Best Practice: Start with a half-life calculation. An alpha of ~0.95 means conviction halves roughly every 14 days if no new votes are added. Test extensively with simulated proposal activity before mainnet deployment. The Commons Stack's conviction-voting app uses a default alpha of 0.95.
Frequently Asked Questions
Common technical questions and solutions for developers building long-term governance projects using conviction voting mechanisms.
Conviction is calculated by accumulating a voter's token weight over time, typically using a continuous exponential decay formula. The core logic involves integrating the voting power deposited against a proposal, where older deposits decay.

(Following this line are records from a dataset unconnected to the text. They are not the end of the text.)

PR #18113, opened 2024-07-17
feat: add max upload file size validation

netroms:
## Summary
This PR adds a upload file size hard limit. There is a 2MB limit enforced in the UI, this adds the limit check to the back-end too. The new limit can be configured in dhis.conf with the `max.file_upload_size` setting. The default is 10MB.

### Automatic tests
FileResourceControllerTest

### Manual test
* Try to upload a file bigger than 3MB
* Observe you are not allowed to upload

### DIFF
--- a/dhis-2/dhis-web-api/src/main/java/org/hisp/dhis/webapi/utils/FileResourceUtils.java
+++ b/dhis-2/dhis-web-api/src/main/java/org/hisp/dhis/webapi/utils/FileResourceUtils.java
@@ -83,8 +83,6 @@ public class FileResourceUtils {
   @Autowired private final JobRunner jobRunner;
   @Autowired private final FileResourceService fileResourceService;
 
-  public static final long MAX_FILE_UPLOAD_SIZE_BYTES = 3_000_000;
-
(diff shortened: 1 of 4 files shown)


vietnguyen (approved):

jbee (approved):

dhis-2/dhis-web-api/src/main/java/org/hisp/dhis/webapi/utils/FileResourceUtils.java
```diff
@@ -282,7 +284,7 @@ private static void validateFileExtension(String fileName, List<String> validExt
     }
   }
 
-  private static void validateFileSize(@Nonnull MultipartFile file, long maxFileSizeInBytes) {
+  public static void validateFileSize(@Nonnull MultipartFile file, long maxFileSizeInBytes) {
```
david-mackessy, line 287: we could probably remove the file size param & just use the constant every time, unless other callers pass different sizes for different reasons?

david-mackessy: can see it's called in another PR with a different size. Can ignore that comment 👆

A common implementation uses a formula like:
solidityfunction calculateConviction(uint256 amount, uint256 timeElapsed, uint256 decayRate) internal pure returns (uint256) { // decayRate is a constant like 0.9 (for 10% decay per unit time) return amount * (decayRate ** timeElapsed); }
Key parameters:
- Decay Rate: Often set between 0.95 and 0.99 per day, determining how quickly conviction fades.
- Time Elapsed: Measured in blocks or seconds since the vote was cast.

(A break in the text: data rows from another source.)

PR #18128, opened 2024-07-18
test: move NoOpFlywayConfiguration into dhis-support-test DHIS2-16557

teleivo:
so we do not include it into the dhis.war and risk using it in production.

No need to specify the bean name if the method has the expected name.

### DIFF
--- a/dhis-2/dhis-support/dhis-support-db-migration/src/main/java/org/hisp/dhis/db/migration/config/FlywayConfig.java
+++ b/dhis-2/dhis-support/dhis-support-db-migration/src/main/java/org/hisp/dhis/db/migration/config/FlywayConfig.java
@@ -34,7 +34,6 @@ import javax.sql.DataSource;
 import org.flywaydb.core.Flyway;
 import org.flywaydb.core.api.Location;
 import org.flywaydb.core.api.configuration.ClassicConfiguration;
-import org.hisp.dhis.db.migration.helper.NoOpFlyway;
 import org.hisp.dhis.external.conf.DhisConfigurationProvider;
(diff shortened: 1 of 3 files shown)


dhis-2/dhis-support/dhis-support-db-migration/src/main/java/org/hisp/dhis/db/migration/config/FlywayConfig.java
```diff
@@ -49,7 +48,7 @@ public class FlywayConfig {
 
   private static final String FLYWAY_MIGRATION_FOLDER = "org/hisp/dhis/db/migration";
 
-  @Bean(value = "flyway", initMethod = "migrate")
+  @Bean(initMethod = "migrate")
   @Profile("!test-h2")
```
enricocolasante, line 52: Will we or can we already remove `@Profile("!test-h2")` here?

enricocolasante (approved):

dhis-2/dhis-support/dhis-support-db-migration/src/main/java/org/hisp/dhis/db/migration/config/FlywayConfig.java
teleivo: I also want to get rid of it but want to understand our whole config better first. Make the `WebTestConfiguration` only build on a config from the service integration tests.

(I think it could already work as I define `NoOpFlywayConfig` before `FlywayConfig` in `WebTestConfiguration`.)

d-bernat (approved):

muilpp (approved):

- Snapshotting: Systems like Aragon's Conviction Voting take periodic snapshots (e.g., daily) to efficiently update totals without on-chain computation for every block.
Conclusion and Next Steps
Conviction voting offers a powerful mechanism for funding long-term, public goods projects. This guide has covered the core concepts, smart contract architecture, and key parameters. The next step is to deploy and integrate the system into your governance framework.
To implement conviction voting, start with a clear funding pool and proposal lifecycle. Deploy the core smart contracts, such as a modified version of the Conviction Voting app from 1Hive, on your target chain. Configure the essential parameters: the maxRatio (e.g., 0.2 for 20% of the pool), decay rate (e.g., 0.999 per block), and weight for your native token. These settings directly control the speed of conviction accumulation and the maximum budget a single proposal can capture.

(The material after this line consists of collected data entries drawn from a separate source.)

PR #18132, opened 2024-07-18
fix: Adds missing translations for new integrity checks

jason-p-pickering:
We were missing a few translations for some data integrity checks which have been added recently


david-mackessy (approved):

jbee (approved):
Merci!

Integration with your existing DAO tooling is critical. The conviction voting contract must interact with your token contract for staking and a voting app (like Aragon's Voting or OpenZeppelin Governor) for proposal submission. Use a front-end library, such as the 1Hive UI components, to build an interface where members can easily stake tokens on proposals and visualize the real-time conviction growth. Ensure your subgraph indexes staking events and proposal states for efficient data queries.
For long-term projects, consider advanced configurations. Implement a proposal threshold to prevent spam and a cool-down period after a proposal is funded. Use streaming payments via tools like Superfluid or Sablier to distribute funds incrementally as conviction is maintained, aligning incentives with continuous project delivery. Regularly analyze metrics like the average conviction time to funding and adjust your decay and maxRatio parameters to optimize the flow of capital.
Testing is non-negotiable. Use a testnet and a framework like Hardhat or Foundry to simulate weeks or months of staking activity. Write scripts that emulate user behavior to ensure the conviction math works as expected and that the system is resilient to edge cases. Security audits for the smart contracts and the economic model are essential before mainnet deployment to protect the community's funds.
The final step is governance activation. Propose and pass a vote in your existing DAO to allocate an initial treasury pool to the conviction voting contract and officially adopt it as a funding mechanism. Educate your community on how to participate effectively, emphasizing that conviction voting rewards patient capital and sustained belief in a project's long-term value over short-term sentiment.